= Collected data =
....
Issue #12906, opened 2019-11-08
[VoiceOver] Notifications page concerns


shiki:
This is for the first page shown when tapping on the Notifications tab bar button. 

## A: Cells do not have the `.button` trait

I'm not sure if we need to add hints as well. 

- [x] Done in #12932

## B: The empty view may need to be improved

- [x] Done in #12943. 

Discussions are still ongoing at https://github.com/wordpress-mobile/WordPress-iOS/issues/11487

## C: _Mark Unread_, _Unapprove_, and other cell actions are not discoverable

Without VoiceOver, you can swipe left and right to see these actions. With VoiceOver, they do not seem to be discoverable or accessible at all. 

- [x] Invalid report

shiki:
> C: Mark Unread, Unapprove, and other cell actions are not discoverable

I found that I can do this after all by the swipe up/down actions. I couldn't do it before. Maybe one of the new PRs fixed it. 🤔

PR #12932, opened 2019-11-12
[VoiceOver] Enhancements for main Notifications page

shiki:
Refs #12906 

This enhances VoiceOver support for the Notifications page. 

### Cells as buttons

The cells now have the `.button` trait so that it's more obvious that they can be tapped. I also added hints (66a9c26) for the notification kinds that I know of. I couldn't find information on how to _create sample notifications_ the following:

- `.post`
- `.user`

### Headers 

Before | After 
--------|-------
IMG_1034        |       IMG_1033

I increased the accessible width of the table headers and added `.heading` traits on them. This makes them navigatable via Headings using [the rotor](https://support.apple.com/en-ca/guide/iphone/iph3e2e3a6d/ios) and also just simply give out more useful information than a normal label. 

## Testing

1. Turn VoiceOver on
2. Navigate to Notifications
3. Verify the changes have been implemented as described above. 

## Reviewing 

## Submitter Checklist

### DIFF
--- a/WordPress/Classes/ViewRelated/Notifications/Controllers/NotificationsViewController.swift
+++ b/WordPress/Classes/ViewRelated/Notifications/Controllers/NotificationsViewController.swift
@@ -1075,6 +1075,8 @@ extension NotificationsViewController: WPTableViewHandlerDelegate {
             self?.cancelDeletionRequestForNoteWithID(note.objectID)
         }
 
+        cell.accessibilityHint = Self.accessibilityHint(for: note)
+
         cell.downloadIconWithURL(note.iconURL)
     }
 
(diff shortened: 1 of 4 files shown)


WordPress/Classes/ViewRelated/Notifications/Controllers/NotificationsViewController.swift
```diff
@@ -1110,8 +1112,26 @@ extension NotificationsViewController: WPTableViewHandlerDelegate {
             selectFirstNotificationIfAppropriate()
         }
     }
-}
 
+    private static func accessibilityHint(for note: Notification) -> String? {
```
danielebogo: Out of curiosity, why declare this as static?

shiki: Thanks for asking! 

I wanted to explicitly declare that this is a pure utility function and shouldn't rely on anything in `NotificationsViewController`. If it was an instance method, somebody (like me, especially) might be tempted to use one of the `NotificationsViewController`'s properties when they modify this in the future. It should also help in debugging because we'll know that this doesn't use any state aside from `Notification`. 

Do you have some suggestions on how to make this better though? How do you usually implement things like this? I thought about adding a function at the bottom of the file but I wasn't sure if that's an accepted way.

shiki:
Thank you, @danielebogo!

WordPress/Classes/ViewRelated/Notifications/Controllers/NotificationsViewController.swift
danielebogo: @shiki got it! Except for the protocol we use to make a type `Accessible` there's no specific rule for it. I think it depends mostly by the type and its design/context. So feel free to improve the `Accessible` protocol if you want or to find a better way to manage the accessibility in WP 😊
....
If a line in the records holds the string "opened", copy it.

Issue #12906, opened 2019-11-08
PR #12932, opened 2019-11-12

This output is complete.